PR #752, opened 2025-07-01
Separate cursor icon from its decoration for the shared cursors.

ptziegler:
The way cursors are rendered on Windows is that regardless of the zoom level, the stroke width of the cursor is always 1px wide. When using an SVG, this would normally be achieved by setting the "non-scaling-stroke" vector effect.

Sadly, this effect is not supported by the jSVG rasterizer that is used by SWT and as a result, the stroke width is scaled proportionally to the zoom level. I.e. 1px at 100%, 2px at 200% and so on.

To work around this limitation, the cursor is separated from the remaining components and constructed on-the-fly, The complete cursor is then a composite of the SVG and this generated cursor.

### DIFF
--- a/org.eclipse.gef/src/org/eclipse/gef/SharedCursors.java
+++ b/org.eclipse.gef/src/org/eclipse/gef/SharedCursors.java
@@ -15,9 +15,12 @@ package org.eclipse.gef;
 import org.eclipse.swt.graphics.Cursor;
 
 import org.eclipse.jface.resource.ImageDescriptor;
+import org.eclipse.jface.viewers.DecorationOverlayIcon;
+import org.eclipse.jface.viewers.IDecoration;
 
 import org.eclipse.draw2d.Cursors;
 
+import org.eclipse.gef.internal.InternalCursor;
 import org.eclipse.gef.internal.InternalGEFPlugin;
 import org.eclipse.gef.internal.InternalImages;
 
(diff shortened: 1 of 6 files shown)


ptziegler:
A side-by-side comparision of the cursors at 400% zoom

image

image

My main motivation for doing it like this is because that's how Windows does it. And switching from the Windows cursor to our cursor is something that immediately catches the eye, because of how much thicker the lines are.

@azoitl Your thoughts on this?

ptziegler:
The bottom right of the cursor isn't very smooth. I'll want to double-check how Windows does it and update the shape. But the general idea is done.

ptziegler:
The curve at the bottom right isn't really used anymore in "modern" cursors. Instead, it's just a straight line.

image

ptziegler:
> How are you capturing your screenshots are you using a tool like Greenshot? I recently ran into an issue with Greenshot where the cursor would appear incorrectly scaled if the app was launched on a monitor with a different zoom level.

I think the tool is called [Lightscreen](https://lightscreen.com.ar/). I think the issue might be related; I changed the zoom level of my monitor after the application had been launched.

azoitl (approved):
Looks amazing. How shall we handle this in relation to PR #751.

ptziegler:
@weisJ Awesome! I played around with an older version of the cursors and I can confirm that the nested \<svg\> tag does the trick.

For this specific case, generating the cursor on the fly yields a slightly better result, but that is something I also see in Inkscape, meaning it's a problem with my SVG.

PR #28, opened 2017-03-14
implemented Mojo::mysql::Results::map and ::map_hashes

rndev15:


jhthorsen:
What benefit does this add?

rndev15:
Easy way to map result by key.
`$mysql->db->query('select * from posts')->map_hashes('id);`
{ 1 => { name => 'foo', id => 1}, ...}
`$mysql->db->query('select * from posts')->map;`
{ 1 => 'foo', ... }

lib/Mojo/mysql/Results.pm
```diff
@@ -18,6 +18,24 @@ sub hash { shift->sth->fetchrow_hashref }
 
 sub hashes { Mojo::Collection->new(@{shift->sth->fetchall_arrayref({})}) }
 
+sub map {
+  return { map @$_, @{ $_[0]->arrays } };
```
jhthorsen, line 22: How does this work if you select three columns?

lib/Mojo/mysql/Results.pm
```diff
@@ -18,6 +18,24 @@ sub hash { shift->sth->fetchrow_hashref }
...
+  my @keys;
+
+  $rows->map(sub {
+    push @keys, $_->{ $keyname };
+  });
+
+  my %return;
+  @return{@keys} = @$rows;
+  return \%return;
+}
```
jhthorsen, line 37: This is a lot of code. I would much rather run the code below, without the need of an extra method in Mojo::mysql::Results:

    %mapped = $res->hashes->map(sub { ($_->{id} => $_) })->each;

jhthorsen (commented):
This PR has no documentation, so it's hard to understand what you're trying to accomplish. But I won't take it, if I have understood it correctly, since there are already quite simple ways to accomplish this.

rndev15:
Ok, I have understand you. May be you are right, it's not necessary.
Sorry for disturb.

jhthorsen:
No worries! Thanks for the interest 👍

PR #31, opened 2017-05-19
Add ability to set types of query parameters

Grinnz:
This is required as binary data must be specified as SQL_BLOB in order to not be UTF-8 encoded, while using the fixed mysql_enable_utf8/mb4 feature (in DBD::mysql 4.042 which Mojo::mysql already depends on). I don't have a running mysql server to run the tests locally so please verify that they work.


kraih:
`Mojo::Pg` does this as well. 👍

jhthorsen:
Awesome! Thanks for the pull request 👍

PR #32, opened 2017-05-19
update mysql_enable_utf8 option to mysql_enable_utf8mb4

Grinnz:
The mysql_enable_utf8 sets the utf8 charset which only supports up to 3-byte UTF-8 encodings. mysql_enable_utf8mb4 (as of DBD::mysql 4.032) properly supports encoding unicode characters to up to 4 bytes, such as 𠜎. It means the connection charset will be utf8mb4 (supported back to at least mysql 5.5) and these unicode characters will be supported, but no other changes.

### DIFF
--- a/lib/Mojo/mysql.pm
+++ b/lib/Mojo/mysql.pm
@@ -20,7 +20,7 @@ has migrations      => sub {
   return $migrations;
 };
 has options => sub {
-  {mysql_enable_utf8 => 1, AutoCommit => 1, AutoInactiveDestroy => 1, PrintError => 0, RaiseError => 1};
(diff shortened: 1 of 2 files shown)


Grinnz:
If you want to still support mysql 5.1, then this will have to be optional somehow.

jhthorsen:
I'm not sure about the consequences here.

Could you provide a failing test where data is not inserted correctly without this setting?

akarelas:
If inserted string contains a 4-byte emoji, the string gets truncated at that point and saved, with no error I believe. I'm letting Grinnz provide the test.

jhthorsen:
I would say it's quite easy to change that when creating a new object, so maybe it should just be documented at this point to support older MySQL versions?

Grinnz:
This is true. Documentation and a recommendation in the synopsis would be a simple way.

jhthorsen:
Closing this after 558cb7c.

PR #36, opened 2018-02-22
Accept Mojo::URL object as input for database URL

krunen:
If you send a Mojo::URL object with userinfo to Mojo::mysql->new(), the userinfo will be stripped by Mojo::URL->new(). The stringification of Mojo::URL will strip it. This change will accept Mojo::URL obects as input to new() and use it as is.

### DIFF
--- a/lib/Mojo/mysql.pm
+++ b/lib/Mojo/mysql.pm
@@ -49,7 +49,7 @@ sub from_string {
 
   # Protocol
   return $self unless $str;
-  my $url = Mojo::URL->new($str);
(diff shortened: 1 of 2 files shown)


jhthorsen:
Can you also write a test for this?

krunen:
I added a test for the _new_ method with a URL obj as param.
Is the _from_string_ method a bit misnamed now? Pedantically, maybe the test for a URL object should be in the _new_ method instead?

jhthorsen:
I think it's fine, since this is probably more DWIM. I would be opposed if the URL object did not stringify.

Nice work! 👍

PR #37, opened 2018-05-02
allow constructor to take a single hashref

preaction:
The documentation says this works, but it didn't.

### DIFF
--- a/lib/Mojo/mysql.pm
+++ b/lib/Mojo/mysql.pm
@@ -73,7 +73,9 @@ sub from_string {
   return $self->dsn($dsn);
 }
 
-sub new { @_ == 2 ? shift->SUPER::new->from_string(@_) : shift->SUPER::new(@_) }
+sub new {
+  @_ > 2 || ref $_[-1] eq 'HASH' ? shift->SUPER::new(@_) : shift->SUPER::new->from_string(@_);
+}
 
 sub strict_mode {
   my $self = ref $_[0] ? shift : shift->new(@_);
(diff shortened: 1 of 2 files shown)


lib/Mojo/mysql.pm
```diff
@@ -7,7 +7,7 @@ use File::Spec::Functions 'file_name_is_absolute';
 use Mojo::mysql::Database;
 use Mojo::mysql::Migrations;
 use Mojo::URL;
-use Scalar::Util 'weaken';
+use Scalar::Util 'weaken', 'blessed';
```
jhthorsen: What does `blessed` do? Looks like it's extra..?

lib/Mojo/mysql.pm
```diff
@@ -73,7 +73,11 @@ sub from_string {
   return $self->dsn($dsn);
 }
 
-sub new { @_ == 2 ? shift->SUPER::new->from_string(@_) : shift->SUPER::new(@_) }
+sub new {
+    @_ > 2 || ref $_[-1] eq 'HASH'
+        ? shift->SUPER::new(@_)
+        : shift->SUPER::new->from_string(@_)
```
jhthorsen: Please tidy both files, if you want `git blame` to reference you later on 😄

jhthorsen (changes requested):
Wow! What a dumb mistake of me. Thanks for the patch 👍

lib/Mojo/mysql.pm
preaction: Sorry, yes, as I was iterating to find the solution I could accept, I had imported `blessed` to try to distinguish between Mojo::URL objects and plain hashrefs (which it turns out `ref` handles just fine). I'll remove this.

lib/Mojo/mysql.pm
preaction: Done!

jhthorsen:
Cool! I’ll try to make a release when I get to work in a couple of hours.

PR #44, opened 2018-12-01
Skip pubsub tests if TEST_PUBSUB is not set

Tekki:


jhthorsen:
Can you update .travis.yml as well, so the test will be automatically tested?

Tekki:
BTW shouldn't we test Perl 5.28 on Travis, too?

jhthorsen:
You can open up a PR if you think we should test on 5.28 👍

PR #46, opened 2018-12-01
Add SQL::Abstract::mysql

Tekki:


lib/SQL/Abstract/mysql.pm
```diff
@@ -0,0 +1,263 @@
...
+  else {
+    $command = 'insert';
+  }
+  $sql = join ' ', $self->_sqlcase("$command into"), $table, $sql;
+
+  return wantarray ? ($sql, @bind) : $sql;
+}
+
+sub new {
+  return shift->SUPER::new(quote_char => chr(96), name_sep => '.');
```
jhthorsen: Why did you move this here instead of keeping it in Mojo::mysql? Shouldn't it be possible to customise this?

t/json.t
```diff
@@ -26,6 +27,4 @@ is_deeply $db->query('select name from mojo_json_test where name like "%supergir
 is_deeply $db->query('select name from mojo_json_test where name like "%supergirl%"')->expand(1)->hash,
   {name => {nick => 'supergirl'}}, 'name as hash';
 
-$db->query('drop table mojo_json_test');
```
jhthorsen, line 29: I don't understand this change. Why don't you want to cleanup after the test is run? Also, why not use `if not exists` above?

jhthorsen (commented):
Looks fine in general 👍

lib/SQL/Abstract/mysql.pm
Tekki: We could leave it the same way as Mojo::Pg does, but then we should document it.

t/json.t
Tekki: Why I don't want cleanup: Me personally I find it convenient to have tables containing some data after the tests.
Why no `if not exists`: If the tests fail no cleanup is made and the next time the tests start with a table already containing some data. Because of that the test `select id, name, j from mojo_json_test where json_extract(j, "$.foo") = 42` will not return `$$` as ID, but something else.

lib/SQL/Abstract/mysql.pm
jhthorsen: I would appreciate that. Or at least pass in `@_` so the end user can override the settings.

t/json.t
jhthorsen: I will allow this:

```
$db->query('drop table mojo_json_test') unless $ENV{TEST_KEEP_DB};
```

lib/SQL/Abstract/mysql.pm
Tekki: I'll move it back and update the docs.

t/json.t
Tekki: Changed at 2 places and added 'truncate table' commands at the beginning.

jhthorsen:
There are some issues with tidying, but I'll take it anyways and fix it locally.

Thanks for the PR! 👍

Tekki:
Seems I forgot to run perltidy at some places.
Thanks for merging!

jhthorsen:
No problem 👍Thanks for your contribution! I updated the documentation a couple of places as well. Hope I didn't mess up anything. https://github.com/jhthorsen/mojo-mysql/commit/fa98faeced16bb4c78fc6d3d32f08973ca80d2a5

https://metacpan.org/pod/SQL::Abstract::mysql

lib/SQL/Abstract/mysql.pm
```diff
@@ -0,0 +1,263 @@
...
+
+  # "insert into t (id, a) values (123, 'b') on duplicate key update c='d'"
+  $abstract->insert('t', {id => 123, a => 'b'}, {on_conflict => {c => 'd'}});
+
+=head2 select
+
+  $abstract->select($source, $fields, $where, $order);
+  $abstract->select($source, $fields, $where, \%options);
+
+=head3 AS
```
jhthorsen, line 160: @Tekki: I can't see where this is implemented. Was it planned, but then not finished..? I'm a bit surprised I didn't see this earlier.

Tekki: Yes, `sub _select_fields` is missing. I think the following happened: I started with the code from SQL::Abstract::Pg, then saw thought this method is not compatible with the JSON support I wanted to add, so I 'temporarily' removed it.
The question is what we do now, remove this paragraph from the docs or add the method?

jhthorsen: I would like to have this functionality :)

Tekki: Here is the PR: https://github.com/jhthorsen/mojo-mysql/pull/69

--------------------------------------------------

WORK REQUEST: Stopping at the line containing "The way cursors", please repeat exactly every line from the very start of the entries, that line included, and nothing more.

EXERCISE OUTPUT:
PR #752, opened 2025-07-01
Separate cursor icon from its decoration for the shared cursors.

ptziegler:
The way cursors are rendered on Windows is that regardless of the zoom level, the stroke width of the cursor is always 1px wide. When using an SVG, this would normally be achieved by setting the "non-scaling-stroke" vector effect.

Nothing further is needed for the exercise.